(Items from a data source)
====

PR #2818, opened 2025-06-18
Add Open-R1 Example

Bihan:


examples/distributed-training/open-r1/.dstack.yml
```diff
@@ -0,0 +1,83 @@
...
+  - MODEL=Qwen/Qwen2.5-Coder-7B-Instruct
+  # Qwen2.5-Coder-7B-Instruct has 28 attention heads and should be divisible by TP and DP
+  - TP=4
+  - DP=2
+
+# Commands of the task
+commands:
+  - uv pip install vllm==0.8.5.post1
+  - uv pip install setuptools
+  - uv pip install https://github.com/Dao-AILab/flash-attention/releases/download/v2.7.4.post1/flash_attn-2.7.4.post1+cu12torch2.6cxx11abiFALSE-cp312-cp312-linux_x86_64.whl
```
peterschmidt85, line 27: (Minor) I guess a simply pip install will try to build the wheel? Isn't there a way to prevent that without hardcoding the wheel url?

examples/distributed-training/open-r1/.dstack.yml
```diff
@@ -0,0 +1,83 @@
...
+    echo "VLLM host IP (last node): $VLLM_HOST"
+    
+    if [ "$USE_VLLM" = "true" ]; then
+      if [ "$DSTACK_NODE_RANK" -eq $(($DSTACK_NODES_NUM - 1)) ]; then
+        # Last Node runs VLLM server
+        echo "Starting VLLM server on Last Node (IP: $VLLM_HOST)"
+        trl vllm-serve --model $MODEL  --tensor_parallel_size $TP --data_parallel_size $DP --host 0.0.0.0
+      else
+        # Training node - adjust world size and nodes count for training
+        GPUS_PER_NODE=$(($DSTACK_GPUS_NUM / $DSTACK_NODES_NUM))
```
peterschmidt85: We already have the built-in `DSTACK_GPUS_PER_NODE` - which is calculated the same way.

examples/distributed-training/open-r1/.dstack.yml
```diff
@@ -0,0 +1,83 @@
...
+commands:
+  - uv pip install vllm==0.8.5.post1
+  - uv pip install setuptools
+  - uv pip install https://github.com/Dao-AILab/flash-attention/releases/download/v2.7.4.post1/flash_attn-2.7.4.post1+cu12torch2.6cxx11abiFALSE-cp312-cp312-linux_x86_64.whl 
+  - git clone https://github.com/huggingface/open-r1.git
+  - cd open-r1
+  - uv pip install .
+  - |
+    # Get the last IP from DSTACK_NODES_IPS for vLLM node
+    VLLM_HOST=$(echo $DSTACK_NODES_IPS | tr ' ' '\n' | tail -n 1)
```
peterschmidt85: Shouldn't we move this under `if [ "$USE_VLLM" = "true" ]; then`?

examples/distributed-training/open-r1/.dstack.yml
```diff
@@ -0,0 +1,83 @@
...
+        # Last Node runs VLLM server
+        echo "Starting VLLM server on Last Node (IP: $VLLM_HOST)"
+        trl vllm-serve --model $MODEL  --tensor_parallel_size $TP --data_parallel_size $DP --host 0.0.0.0
+      else
+        # Training node - adjust world size and nodes count for training
+        GPUS_PER_NODE=$(($DSTACK_GPUS_NUM / $DSTACK_NODES_NUM))
+        ADJUSTED_NODES_NUM=$(($DSTACK_NODES_NUM - 1))
+        ADJUSTED_GPUS_TOTAL=$(($GPUS_PER_NODE * $ADJUSTED_NODES_NUM))
+        # Other nodes run training
+        echo "Starting training with VLLM on $VLLM_HOST"
```
peterschmidt85: Do we need this `echo`? Just thinking of simplifying the configuration. Same for the `echo` above...

Bihan: Echo is not necessary. We can remove it to simplify configuration

examples/distributed-training/open-r1/.dstack.yml
```diff
@@ -0,0 +1,83 @@
...
+            --hub_model_id sjbbihan/Qwen2.5-Coder-7B-Instruct \
+            --use_vllm false
+    fi
+
+resources:
+  gpu: 80GB:8
+  shm_size: 128GB
+
+volumes:
+   - /checkpoints:/checkpoints
```
peterschmidt85, line 78: (Minor) Just curious, given the VLLM may run on a random node, would checkpoints recover just work?

examples/distributed-training/open-r1/.dstack.yml
Bihan: @peterschmidt85 
The `flash_attn` url has specific ABI flag (`cxx11abiFALSE`). ABI flag can be TRUE or FALSE and the `torch `package installed by `vllm==0.8.5.post1` needs FALSE. 

To check whether we need TRUE or FALSE we need to do
`python -c "import torch; print(torch._C._GLIBCXX_USE_CXX11_ABI)"` which will return either TRUE or FASE.


I far as I remember, when I did `uv pip install flash_attn==2.7.4` I got undefined symbol error:
`ImportError: /root/.venv/lib/python3.12/site-packages/flash_attn_2_cuda.cpython-312-x86_64-linux-gnu.so: undefined symbol: _ZN3c105ErrorC2ENS_14SourceLocationENSt7__cxx1112basic_stringIcSt11char_traitsIcESaIcEEE
`

examples/distributed-training/open-r1/.dstack.yml
Bihan: @peterschmidt85 This is a very interesting question. I think theoretically it should not work if nodes are shuffled. This is because the node in which vLLM is running is not recognized by `accelerate` . The vLLM node is not within accelerate's `world size`.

====

> THE PROBLEM
Copy out each line of the data that holds the string "AILab".

> SOLUTION TO THE PROBLEM
+  - uv pip install https://github.com/Dao-AILab/flash-attention/releases/download/v2.7.4.post1/flash_attn-2.7.4.post1+cu12torch2.6cxx11abiFALSE-cp312-cp312-linux_x86_64.whl
+  - uv pip install https://github.com/Dao-AILab/flash-attention/releases/download/v2.7.4.post1/flash_attn-2.7.4.post1+cu12torch2.6cxx11abiFALSE-cp312-cp312-linux_x86_64.whl 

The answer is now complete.